High temperature and hyperkalemia increase vulnerability of navaga cod (Eleginus nawaga) cardiomyocytes to the ecotoxicant 3-methyl-phenanthrene

Abstract

Oil and gas mining and transportation in the Arctic can lead to release of polycyclic aromatic hydrocarbons (PAHs) in the ocean and freshwater basins. PAHs are known for their toxic effects in fish hearts, including the inhibition of main ionic currents (I_Kr, I_Na and I_CaL) in fish cardiac myocytes. The present study is the first one to assess the effect of a particular PAH abundant in crude oil and diesel, namely 3-methyl-phenanthrene (3-MP), on the electrical excitability (EE) of cardiomyocytes from navaga cod (Eleginus nawaga), commercial fish species from the Arctic. Action potentials (APs) were elicited in current-clamp experiments at 9, 15 and 21 °C, and AP characteristics and the current needed to elicit APs were examined. Also, the effects of 3 μM 3-MP were tested at 3 temperatures and in normal (3.5 mM) and high (8 mM) extracellular K⁺ concentrations.

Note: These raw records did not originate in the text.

PR #1983, opened 2025-04-11
Adding account and importer to match with beangulp

tarioch:
Beangulp also adds the account and the importer to the result (which can e.g. used by hooks). See e.g. https://github.com/beancount/beangulp/blob/master/examples/import.py

### DIFF
--- a/src/fava/core/ingest.py
+++ b/src/fava/core/ingest.py
@@ -7,6 +7,7 @@ import os
 import sys
 import traceback
 from dataclasses import dataclass
+from inspect import get_annotations
 from inspect import signature
 from os import altsep
 from os import sep
@@ -46,7 +47,10 @@ if TYPE_CHECKING:  # pragma: no cover
     from fava.beans.ingest import FileMemo
     from fava.core import FavaLedger
 
-    HookOutput = list[tuple[str, list[Directive]]]
+    HookOutput = (
+        list[tuple[str, list[Directive], str, BeanImporterProtocol | Importer]]
+        | list[tuple[str, list[Directive]]]
+    )
     Hooks = Sequence[Callable[[HookOutput, Sequence[Directive]], HookOutput]]
 
     P = ParamSpec("P")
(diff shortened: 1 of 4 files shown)


tarioch:
@yagebu if you can please review this (found this while working on switching smart-importer to beangulp hooks).

src/fava/core/ingest.py
```diff
@@ -443,15 +446,23 @@ def extract(self, filename: str, importer_name: str) -> list[Directive]:
...
+                importer,
                 path,
                 existing_entries=self.ledger.all_entries,
             )
         except Exception as exc:
             raise ImporterExtractError from exc
 
-        new_entries_list = [(filename, new_entries)]
+        new_entries_list: HookOutput = []
+        if isinstance(importer, Importer):
```
yagebu, line 459: I don't think switching on the Importer type here makes too much sense - the hooks apply to all importers, so we need to treat them consistently.

We could either try to have some try-catch-logic here to try both (or maybe there's some way to inspect the function signature to determine it?) alternatively, we could have this be opt-in by providing the hooks under some different variable name in the import config.

yagebu: I guess my preference would be to check on the typing annotations to allow hooks to opt-in to being called with a list of 4-tuples instead of 2-tuples

tarioch: thanks for your feedback, can you give me a hint how to do that?

yagebu: You can use get_annotations (https://docs.python.org/3.13/library/inspect.html#inspect.get_annotations) to get the resolved annotations (added in 3.10, I guess we'd just keep the old logic on 3.9)

tarioch: Adjusted

tarioch: @yagebu  any chance you can have a look whether the adjustments look good?

src/fava/core/ingest.py
```diff
@@ -443,16 +447,37 @@ def extract(self, filename: str, importer_name: str) -> list[Directive]:
...
             )
         except Exception as exc:
             raise ImporterExtractError from exc
 
-        new_entries_list = [(filename, new_entries)]
         for hook_fn in self.hooks:
+            new_entries_list: HookOutput = []
+            try:
+                annotations = get_annotations(hook_fn)
+            except NameError:
```
yagebu, line 463: why would this throw a NameError?

src/fava/core/ingest.py
```diff
@@ -443,16 +447,37 @@ def extract(self, filename: str, importer_name: str) -> list[Directive]:
...
                 existing_entries=self.ledger.all_entries,
             )
         except Exception as exc:
             raise ImporterExtractError from exc
 
-        new_entries_list = [(filename, new_entries)]
         for hook_fn in self.hooks:
+            new_entries_list: HookOutput = []
+            try:
+                annotations = get_annotations(hook_fn)
```
yagebu, line 462: until today, we actually only had a minimum Python version 3.9, but since beanquery was broken there, I've bumped it to 3.10 so we can use this here as well

yagebu (changes requested):
Can you add a test covering this logic?

src/fava/core/ingest.py
```diff
@@ -443,16 +447,37 @@ def extract(self, filename: str, importer_name: str) -> list[Directive]:
...
+                        filename,
+                        new_entries,
+                        importer_info.account,
+                        importer.importer,
+                    )
+                ]
+            else:
+                new_entries_list = [(filename, new_entries)]
+
             new_entries_list = hook_fn(
```
yagebu, line 481: this logic currently does not work correctly for multiple hooks - for each hook_fn, we'll have to have this check

src/fava/core/ingest.py
tarioch: Dropped

src/fava/core/ingest.py
tarioch: Removed

src/fava/core/ingest.py
tarioch: You're absolutely right, I adjusted the logic further

yagebu (approved):

PR #1988, opened 2025-04-19
Add missing deps in the docker image; tell pip to ignore the fact we are running as root

patrixl:
I was trying to build the Docker container image and ran into various issues with building, namely:

- missing dependency: bison
- missing dependency: flex
- pip install erroring out because it's running as root

Fixed the first two by adding the deps to the `apk install` command, and fixed the latter with the `--root-user-action ignore` flag to the `pip install`.

### DIFF
--- a/contrib/docker/Dockerfile
+++ b/contrib/docker/Dockerfile
@@ -1,7 +1,7 @@
 FROM python:alpine as builder
 
-RUN apk add --update libxml2-dev libxslt-dev gcc musl-dev g++
-RUN pip install --prefix="/install" fava
+RUN apk add --update libxml2-dev libxslt-dev gcc musl-dev g++ bison flex
+RUN pip install --root-user-action ignore --prefix="/install" fava
 
 FROM python:alpine
 


contrib/docker/Dockerfile
```diff
@@ -1,7 +1,7 @@
 FROM python:alpine as builder
 
-RUN apk add --update libxml2-dev libxslt-dev gcc musl-dev g++
-RUN pip install --prefix="/install" fava
+RUN apk add --update libxml2-dev libxslt-dev gcc musl-dev g++ bison flex
```
yagebu, line 3: Thanks for the PR. I'd be for taking this chance and switching away from the alpine image. For this simple docker image I don't think it's a great base image (see e.g. reasons listed in https://pythonspeed.com/articles/alpine-docker-python/). If we instead use `python:slim`, we can drop this line altogether as then pre-compiled wheels will available for all deps.

patrixl: Although the article does say alpine has improved since it was first written, there's still advantages to python:slim. Makes sense to me, I'll look into it!

yagebu: Made the changes in 37fa6a09da279a1e6e6c2c35899fa5163ef4dfab, so closing this one

yagebu:
Made the changes in https://github.com/beancount/fava/commit/37fa6a09da279a1e6e6c2c35899fa5163ef4dfab, so closing this one

PR #1989, opened 2025-04-19
Add Japanese translation

jokester:
Add `ja` translation


jokester:
I'm guessing eventually the translation should be synced to and managed in poeditor?

yagebu:
Thanks for creating the translations - I've imported them on POeditor and will sync them in #2003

Elevation of temperature leads to hyperpolarization of resting membrane potential and AP shortening, but does not decrease EE. 3-MP was found to suppress EE in cardiomyocytes at 9 and 15 °C, but not at 21 °C. High extracellular K⁺ itself drastically decreases EE, although it does not worsen the effect of 3-MP. However, combination of hyperthermia and high K⁺ leads to augmentation of depressive effect of 3-MP on EE. We hypothesize that hyperthermia rescues Na⁺ channels from inactivation due to membrane hyperpolarization, thereby compensating for the partial inhibition of I_Na by 3-MP. However, elevation of extracellular K⁺ nullifies this protective mechanism by depolarizing the resting potential and aggravates the effect of 3-MP.